There are around 1200 emergency room admissions annually in the US due to scuba injuries. From those, around 500 relate to Decompression Sickness (DCS), a condition developed when nitrogen dissolved in blood and tissues at high pressure forms bubbles as pressure decreases. Treatment for DCS is recompression in hyperbaric chambers, following slow and controlled normalization of pressure conditions. Early intervention is crucial once the onset of DCS symptoms are detected, however, it is limited to management of symptoms while quick evacuation to specialized medical facilities is arranged. SIL Technologies is proposing to open a new avenue for early treatment that will be initiated in the field by emergency responders. The treatment will use innovative technology able to disturb the bubbles in the bloodstream splitting them into smaller ones that will dissolve expeditiously. Thanks to the proposed technology, it would be possible to prevent the worst damages created by DCS which are related to the presence of the largest bubbles. Moreover, the recovery of the patient will be drastically accelerated. The long-term objective of the research is to normalize the presence of bubbles after 15 minutes of treatment without further secondary effects.
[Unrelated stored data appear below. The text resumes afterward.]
PR #482, opened 2017-05-07
Fixes #462 Refactor logout directive into controller

### LINKED ISSUE #462: Refactor logout directive into controller
The `logout` directive is a leftover from early development. It's defined in [home.logout.js](https://github.com/yunity/foodsaving-frontend/blob/master/client/app/components/home/home.logout.js) and used in [topbar.html](https://github.com/yunity/foodsaving-frontend/blob/master/client/app/components/_topbar/topbar.html#L61). This is confusing and differs from our codestyle.

Move the functionality into the `topbar` controller.

tsmrachel:
https://github.com/yunity/foodsaving-frontend/issues/462


client/app/components/_topbar/topbar.controller.js
```diff
@@ -24,6 +25,15 @@ class TopbarController {
     this.$mdSidenav("right").toggle();
   }
 
+  logOut(){
+    this.Authentication.logout()
+      .then(() => {
+        this.$location.hash("/login");
```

The specific aims of this research effort are i) to demonstrate the capability of the technology to disturb bubbles in the blood stream dividing them into smaller ones, ii) to determine the operating requirements of the intended medical device, iii) to demonstrate hematologic integrity after treatment, and iv) to estimate the duration of the treatment required for complete dissolution of N2 depending on the severity of the initial conditions. The technology herein proposed evolves from years of basic research conducted to detect bubbles in bloodstream and tissues. It consists of a piezoelectric transducer shaped like a ring, or an array of transducers that will be placed belting the patient thigh. Piezoelectrics will be set to operate at its resonance frequency, therefore, creating a standing acoustic wave inside the thigh. The bubbles will be fragmented into smaller ones at sufficiently high amplitude of the resonant wave. The gas will then dissolve quickly, since the gas-liquid surface interface is multiplied. This research combines experimental and numerical efforts in a test section consisting of fresh swine thighs where iliac and femoral vessels will be dissected and isolated. A stabilized blood circuit will be prepared using plastic infusion cords with arteries as inflow side and veins as outflow. Bubbles of controlled size and in a controlled number will be inserted in the blood stream and samples will be collected for analysis after passing along the tight, where the piezoelectric transducers will be placed and set to operate. Experiments will be conducted within five hours after death of the swine. The size and amount of bubbles crossing the piezoelectric will be determined following well established methods relying on terminal velocity form buoyant effects. Hematological integrity will be monitored using a chemistry analyzer paying special attention to the following parameters: WBC, LYMPH, MONO, GRAN, HCT, MCV, RDW, HGB, MCHC, MCH, RBC, PLT, MPV and PLT size distribution histograms. Depending on the analytical results, microscopy studies may be conducted to determine the existence of blood clots.
PROJECT NARRATIVE A new avenue for treatment of decompression sickness (DCS) is proposed; it is based on innovative acoustic research that targets the elimination of damaging nitrogen bubbles in the bloodstream using an approach different to recompression on hyperbaric chambers. The technology is expected to avoid long-term effects caused by bubbles in DCS patients during their evacuation to medical providers with hyperbaric facilities, since it can be applied by first medical responders. The accelerated recovery provided by the technology will significantly reduce costs and hospital stay.